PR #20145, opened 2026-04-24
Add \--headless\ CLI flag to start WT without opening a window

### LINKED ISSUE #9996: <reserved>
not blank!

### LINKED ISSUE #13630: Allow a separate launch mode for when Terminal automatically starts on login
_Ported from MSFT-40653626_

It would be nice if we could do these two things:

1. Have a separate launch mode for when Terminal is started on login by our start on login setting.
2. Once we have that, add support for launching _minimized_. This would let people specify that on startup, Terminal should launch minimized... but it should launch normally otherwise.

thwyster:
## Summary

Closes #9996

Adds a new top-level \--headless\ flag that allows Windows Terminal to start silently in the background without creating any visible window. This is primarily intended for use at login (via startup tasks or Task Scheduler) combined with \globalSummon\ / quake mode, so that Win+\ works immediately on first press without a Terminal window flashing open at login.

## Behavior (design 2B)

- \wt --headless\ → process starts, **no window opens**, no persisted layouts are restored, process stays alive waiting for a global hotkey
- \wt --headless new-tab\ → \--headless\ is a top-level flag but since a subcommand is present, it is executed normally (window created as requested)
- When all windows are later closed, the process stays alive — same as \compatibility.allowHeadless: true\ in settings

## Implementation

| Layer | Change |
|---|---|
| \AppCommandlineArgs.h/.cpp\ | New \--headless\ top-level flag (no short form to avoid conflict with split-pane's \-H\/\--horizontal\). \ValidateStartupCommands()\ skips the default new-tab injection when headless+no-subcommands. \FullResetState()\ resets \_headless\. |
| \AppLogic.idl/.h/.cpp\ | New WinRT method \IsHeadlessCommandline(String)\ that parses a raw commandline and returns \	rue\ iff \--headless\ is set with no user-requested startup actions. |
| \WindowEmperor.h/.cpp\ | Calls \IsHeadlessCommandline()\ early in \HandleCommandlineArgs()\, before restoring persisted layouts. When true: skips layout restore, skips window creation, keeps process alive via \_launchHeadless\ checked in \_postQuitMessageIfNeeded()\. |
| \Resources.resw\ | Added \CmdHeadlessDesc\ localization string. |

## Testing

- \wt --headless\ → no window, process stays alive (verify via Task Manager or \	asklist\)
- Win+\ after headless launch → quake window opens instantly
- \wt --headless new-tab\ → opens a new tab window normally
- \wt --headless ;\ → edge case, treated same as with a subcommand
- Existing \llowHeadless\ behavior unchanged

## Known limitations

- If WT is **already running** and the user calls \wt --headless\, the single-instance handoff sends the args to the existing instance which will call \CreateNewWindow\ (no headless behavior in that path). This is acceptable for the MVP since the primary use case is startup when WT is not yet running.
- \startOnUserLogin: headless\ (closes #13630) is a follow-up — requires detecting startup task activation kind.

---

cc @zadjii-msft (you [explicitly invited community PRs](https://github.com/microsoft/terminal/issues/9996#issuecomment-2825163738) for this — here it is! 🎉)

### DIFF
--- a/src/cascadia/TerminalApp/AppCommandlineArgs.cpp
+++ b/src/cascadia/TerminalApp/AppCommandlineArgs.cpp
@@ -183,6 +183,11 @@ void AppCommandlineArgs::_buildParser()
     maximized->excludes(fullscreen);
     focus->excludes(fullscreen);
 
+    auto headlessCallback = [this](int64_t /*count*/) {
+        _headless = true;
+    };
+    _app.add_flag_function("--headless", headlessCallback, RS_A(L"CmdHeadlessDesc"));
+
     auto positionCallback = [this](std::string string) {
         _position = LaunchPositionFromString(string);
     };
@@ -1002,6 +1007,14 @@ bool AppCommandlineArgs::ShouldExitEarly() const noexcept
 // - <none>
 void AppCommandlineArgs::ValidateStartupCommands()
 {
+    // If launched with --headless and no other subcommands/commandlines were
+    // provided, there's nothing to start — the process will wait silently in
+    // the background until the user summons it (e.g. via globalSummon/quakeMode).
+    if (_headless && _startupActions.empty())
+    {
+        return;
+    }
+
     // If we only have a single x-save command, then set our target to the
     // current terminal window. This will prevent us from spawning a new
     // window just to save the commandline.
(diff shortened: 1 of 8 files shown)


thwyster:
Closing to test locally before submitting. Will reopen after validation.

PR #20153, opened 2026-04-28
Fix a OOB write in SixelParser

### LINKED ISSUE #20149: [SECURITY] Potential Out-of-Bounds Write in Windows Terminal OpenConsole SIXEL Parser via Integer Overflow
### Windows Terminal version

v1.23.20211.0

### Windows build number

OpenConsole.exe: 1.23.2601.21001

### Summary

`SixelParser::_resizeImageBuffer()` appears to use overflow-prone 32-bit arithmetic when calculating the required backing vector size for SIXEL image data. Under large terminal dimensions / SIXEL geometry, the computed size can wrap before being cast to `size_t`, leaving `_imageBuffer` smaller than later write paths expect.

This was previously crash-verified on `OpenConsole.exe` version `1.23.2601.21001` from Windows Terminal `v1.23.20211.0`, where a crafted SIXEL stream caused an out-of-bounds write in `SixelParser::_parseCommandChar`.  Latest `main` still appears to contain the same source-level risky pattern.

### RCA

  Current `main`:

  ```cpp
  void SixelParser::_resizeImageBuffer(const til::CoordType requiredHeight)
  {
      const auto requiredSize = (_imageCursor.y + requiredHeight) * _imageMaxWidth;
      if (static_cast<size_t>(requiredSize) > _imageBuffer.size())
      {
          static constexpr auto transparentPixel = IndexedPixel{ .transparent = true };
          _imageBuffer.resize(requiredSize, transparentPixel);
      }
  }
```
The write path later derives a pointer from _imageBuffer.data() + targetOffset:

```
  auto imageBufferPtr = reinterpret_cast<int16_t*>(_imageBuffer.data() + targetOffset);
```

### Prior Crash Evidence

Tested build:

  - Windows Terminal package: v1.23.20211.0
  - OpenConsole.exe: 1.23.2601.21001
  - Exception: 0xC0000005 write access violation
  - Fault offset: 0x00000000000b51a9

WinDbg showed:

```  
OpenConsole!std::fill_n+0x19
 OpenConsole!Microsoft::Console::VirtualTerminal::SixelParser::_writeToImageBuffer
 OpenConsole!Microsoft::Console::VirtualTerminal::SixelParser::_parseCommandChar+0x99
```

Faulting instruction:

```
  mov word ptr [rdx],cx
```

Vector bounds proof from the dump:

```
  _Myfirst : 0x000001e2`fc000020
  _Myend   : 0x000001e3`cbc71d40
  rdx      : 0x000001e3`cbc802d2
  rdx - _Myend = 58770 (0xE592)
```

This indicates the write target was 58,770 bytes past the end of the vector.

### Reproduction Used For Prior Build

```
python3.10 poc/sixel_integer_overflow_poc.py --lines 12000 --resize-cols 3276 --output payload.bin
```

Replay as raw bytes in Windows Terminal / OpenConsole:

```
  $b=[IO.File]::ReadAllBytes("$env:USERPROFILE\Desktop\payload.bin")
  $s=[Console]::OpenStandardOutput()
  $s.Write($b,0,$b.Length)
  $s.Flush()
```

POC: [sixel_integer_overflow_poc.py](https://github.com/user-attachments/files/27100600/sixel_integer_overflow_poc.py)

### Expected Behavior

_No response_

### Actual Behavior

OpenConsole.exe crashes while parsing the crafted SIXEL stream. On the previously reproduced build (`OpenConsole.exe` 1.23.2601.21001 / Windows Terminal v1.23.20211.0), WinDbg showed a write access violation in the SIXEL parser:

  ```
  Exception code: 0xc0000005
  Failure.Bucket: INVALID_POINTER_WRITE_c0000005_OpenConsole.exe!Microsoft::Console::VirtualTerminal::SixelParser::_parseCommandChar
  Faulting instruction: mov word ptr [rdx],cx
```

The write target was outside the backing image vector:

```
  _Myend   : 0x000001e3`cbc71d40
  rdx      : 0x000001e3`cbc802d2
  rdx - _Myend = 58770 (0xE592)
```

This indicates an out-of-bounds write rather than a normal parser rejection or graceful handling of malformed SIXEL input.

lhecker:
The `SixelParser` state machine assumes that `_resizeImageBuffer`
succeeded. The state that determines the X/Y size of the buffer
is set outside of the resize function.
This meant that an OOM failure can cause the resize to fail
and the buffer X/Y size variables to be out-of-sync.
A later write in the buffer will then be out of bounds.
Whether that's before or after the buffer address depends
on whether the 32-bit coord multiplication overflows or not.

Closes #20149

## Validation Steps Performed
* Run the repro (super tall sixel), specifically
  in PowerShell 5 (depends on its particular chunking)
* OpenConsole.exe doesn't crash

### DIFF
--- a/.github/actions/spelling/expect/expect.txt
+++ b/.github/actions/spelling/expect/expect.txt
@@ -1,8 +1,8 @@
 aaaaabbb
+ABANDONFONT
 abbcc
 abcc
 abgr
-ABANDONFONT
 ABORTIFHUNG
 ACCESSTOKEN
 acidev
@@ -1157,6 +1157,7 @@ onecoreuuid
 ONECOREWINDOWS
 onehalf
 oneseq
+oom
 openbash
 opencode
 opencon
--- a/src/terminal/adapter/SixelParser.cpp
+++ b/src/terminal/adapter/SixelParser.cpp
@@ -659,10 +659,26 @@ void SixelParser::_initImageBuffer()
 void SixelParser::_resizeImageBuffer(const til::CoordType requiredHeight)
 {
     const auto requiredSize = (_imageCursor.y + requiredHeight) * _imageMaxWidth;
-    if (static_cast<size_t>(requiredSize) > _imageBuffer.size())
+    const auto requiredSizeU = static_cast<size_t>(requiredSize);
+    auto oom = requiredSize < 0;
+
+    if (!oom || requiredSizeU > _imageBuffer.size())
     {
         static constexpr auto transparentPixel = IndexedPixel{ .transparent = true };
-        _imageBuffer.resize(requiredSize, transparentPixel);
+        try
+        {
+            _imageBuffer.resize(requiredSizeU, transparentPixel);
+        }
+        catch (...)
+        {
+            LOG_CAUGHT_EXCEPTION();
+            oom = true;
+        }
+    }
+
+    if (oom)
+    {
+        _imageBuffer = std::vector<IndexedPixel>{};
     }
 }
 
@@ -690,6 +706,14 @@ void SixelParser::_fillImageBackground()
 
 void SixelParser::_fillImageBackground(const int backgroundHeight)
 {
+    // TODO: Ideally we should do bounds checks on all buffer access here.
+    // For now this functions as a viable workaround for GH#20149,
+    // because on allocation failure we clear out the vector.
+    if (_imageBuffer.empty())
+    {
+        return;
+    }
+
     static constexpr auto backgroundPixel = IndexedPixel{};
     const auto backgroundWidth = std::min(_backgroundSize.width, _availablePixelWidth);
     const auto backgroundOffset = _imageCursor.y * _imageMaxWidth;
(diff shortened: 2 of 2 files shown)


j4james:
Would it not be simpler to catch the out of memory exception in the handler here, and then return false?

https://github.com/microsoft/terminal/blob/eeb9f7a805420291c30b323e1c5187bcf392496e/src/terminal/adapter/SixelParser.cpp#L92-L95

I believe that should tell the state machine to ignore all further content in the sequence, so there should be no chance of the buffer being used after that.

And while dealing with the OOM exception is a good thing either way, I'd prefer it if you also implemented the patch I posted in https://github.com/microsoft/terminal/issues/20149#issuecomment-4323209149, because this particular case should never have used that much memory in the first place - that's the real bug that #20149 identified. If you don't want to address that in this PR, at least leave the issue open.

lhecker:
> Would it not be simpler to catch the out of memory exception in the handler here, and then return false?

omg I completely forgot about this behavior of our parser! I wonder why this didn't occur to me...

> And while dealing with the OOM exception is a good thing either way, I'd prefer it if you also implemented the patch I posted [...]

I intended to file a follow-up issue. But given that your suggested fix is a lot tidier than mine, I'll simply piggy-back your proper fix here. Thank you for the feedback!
● ● ● ● ● ● ●
**What you are asked to do**
Return every line from the entries above that contains the word "Faulting".

**Result for this task**
Faulting instruction:
  Faulting instruction: mov word ptr [rdx],cx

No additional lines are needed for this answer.